For Portainer-style operations the same warning applies:
- deleting volumes is destructive;
- maintenance should run through the application command, not through manual table purges.
## Rollback And Restore Considerations
- Retention changes are destructive when apply mode runs.
- Keep a PostgreSQL backup before enabling scheduled apply in production.
- If cleanup removes too much data, recovery is restore-based, not “undo last delete.”
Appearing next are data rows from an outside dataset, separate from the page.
PR #1058, opened 2020-09-04
Image Block: prevent gaps above captions in mobile Safari

### LINKED ISSUE #1055: Image Block: Caption placement in mobile Safari
**Describe the bug**
In some cases, when viewing the image block in mobile Safari, there's a gap between the image and its caption, and the caption overlaps on the text following it.

IMG_1485

This seems to happen when the image is centered, and can 'fix' itself when you try to inspect it using the iOS Simulator. 

Switching the image and caption to use `display: block` instead of `display: table` seems to fix, but it needs further testing to make sure it doesn't introduce different issues.

laurelfulford:
### All Submissions:

Mobile Safari randomly adds a lot of space above captions on page load, though they eventually snap into place. This can be a bit disconcerting, though. The issue seems to be related to `aligncenter` and the block using `display: table`; this PR fixes the issue by switching the block to use `display: block`.

Closes #1055.

1. Set up an image block with a caption, and align the block center.
2. View on an iOS device in Safari, or using the iOS simulator on Mac. Refresh a few times; turning on AMP can also help in recreating the issue more consistently, though I'm not sure why.
3. Refresh until you observe this weird issue:

IMG_1507

5. Clear your browser cache; repeat refreshing/reloading the page to make sure the issue doesn't reoccur (unfortunately, since it doesn't happen all the time, it needs to be hammered a bit to verify):

IMG_1508

6. Confirm on desktop that there are no new issues introduced with this change.

### Other information:

### DIFF
--- a/newspack-theme/sass/blocks/_blocks.scss
+++ b/newspack-theme/sass/blocks/_blocks.scss
@@ -702,16 +702,19 @@
 			display: block;
 		}
 
-		.aligncenter {
-			margin: 0 auto;
-		}
-
 		figcaption {
 			text-align: left;
 		}
 
-		.alignleft > figcaption,
-		.alignright > figcaption {
+		.alignleft,
+		.aligncenter,
+		.alignright {
+			figcaption {
+				display: block;
+			}
+		}
+
+		.aligncenter {
 			display: block;
 		}
 	}


adekbadek (approved):
The issue was reproducible right off the bat for me on an AMP page, no need for refreshes.

laurelfulford:
Right on - thanks for testing, Adam!

PR #1059, opened 2020-09-07
Add 'time ago' date option to theme

laurelfulford:
### All Submissions:

This PR adds an option to display post (and block) dates using a 'time ago' option, and set a cut off for when this date format is applied in seconds (the default is two weeks). 

2. Navigate to Customizer > Template Settings, and check "Use 'time ago' date format"; as part of this, confirm that the "Cut off for 'time ago'..." section is not visible by default, but appears when "Use 'time ago' date format" is checked:

image

3. View posts of various ages, on single posts, archives, search, and in the Homepage Posts and Post Carousel blocks, and confirm posts newer than two weeks old use the 'time ago' format:

Blocks:
image

image

Single post:
image

Search:
image

Archive:
image

4. Confirm that the date format is not being picked up where it shouldn't be (like in the archive date header for www.yoursite.com/2020/09, or the Recent Posts widgets when dates are set to show (dates in widgets seem to get confused and pick up the current post date, not their actual dates)).
5. Navigate to Customize > Template Settings, and change the cut off from 14 days to a higher or lower value.
6. Confirm that the new cut off is being accurately picked up eg. if you changed it to 7 days, confirm that posts older than 7 days are now showing the date format set in WordPress, not the 'time ago' format.

Notes: 
* The `'Y-m-d\TH:i:sP' !== $format` check is to make sure `get_the_date( DATE_W3C )` is not filtered (which is used for the `datetime` attribute in the `time` tag).
* `DateTime()` and `$date->getTimestamp()` are used instead of `current_time( 'u' )` to avoid this PHPCS error and potential issue: `Calling current_time() with a $type of "timestamp" or "U" is strongly discouraged as it will not return a Unix (UTC) timestamp. Please consider using a non-timestamp format or otherwise refactoring this code. (WordPress.DateTime.CurrentTimeTimestamp.Requested)`

### Other information:

### DIFF
--- a/newspack-theme/footer.php
+++ b/newspack-theme/footer.php
@@ -17,6 +17,7 @@
 
 	<footer id="colophon" class="site-footer">
 
+		<?php remove_filter( 'get_the_date', 'newspack_convert_to_time_ago', 10, 1 ); ?>
 		<?php get_template_part( 'template-parts/footer/footer', 'branding' ); ?>
 		<?php get_template_part( 'template-parts/footer/footer', 'widgets' ); ?>
 
--- a/newspack-theme/inc/customizer.php
+++ b/newspack-theme/inc/customizer.php
@@ -643,7 +643,7 @@ function newspack_customize_register( $wp_customize ) {
 		)
 	);
 
-	// Add option to hide the whole author bio.
+	// Add option to set a featured image default.
 	$wp_customize->add_setting(
 		'featured_image_default',
 		array(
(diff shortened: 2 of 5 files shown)


thomasguillot (approved):
Works as expected! 😊

Should we have the same option for comments?

laurelfulford:
Thanks Thomas! 

> Should we have the same option for comments?

We could! I can build on it in a separate PR. I'm leaning towards adding a separate control (since it would need a separate filter anyway), but let me know if you think it should be controlled by the same one.

thomasguillot:
> I can build on it in a separate PR. I'm leaning towards adding a separate control (since it would need a separate filter anyway).

Yes and yes 😊  Also in the customiser we have "comments settings" section where it'd fit nicely.

laurelfulford:
Cool! I've created a separate issue for the comments:  #1064.

philipjohn:
This is great, Laurel, thank you for looking at it so quickly!

laurelfulford:
Documentation added here: https://newspack.pub/support/themes/date-formats/

PR #1060, opened 2020-09-08
Add simplified gradient set

laurelfulford:
### All Submissions:

This PR replaces Gutenberg's default set of gradients with a simplified set of all grey options. The purpose is to keep the options available, but to remove the examples Gutenberg provides; they're great to show off what gradients can do, but don't really fit in visually on news sites. Hopefully this will encourage use of the simpler options, and exploring custom gradients that better fit in with existing site colour schemes. 

I'd be interested both in testing feedback, and a yay-nay opinion on the gradients. I had also considered including some really basic gradients (blue, red, yellow), but I'm not sure if that would negate making this change at all. 

1. Set up at least one gradient using the default set, like as a group background.
3. Confirm that the default gradients are replaced with a smaller set:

- Favor dry-run, smaller batch sizes, and reviewed retention values before long-running scheduled apply.
## Safe Operator Flow
1. Audit table size and row ages with the SQL above.
2. Run dry-run locally or in Compose.
3. Review protected counts and candidate counts in JSON output.
4. Enable `HLL_DB_MAINTENANCE_ENABLED=true` only after dry-run review.
5. Monitor `historical-runner` logs for scheduler events and cleanup completion.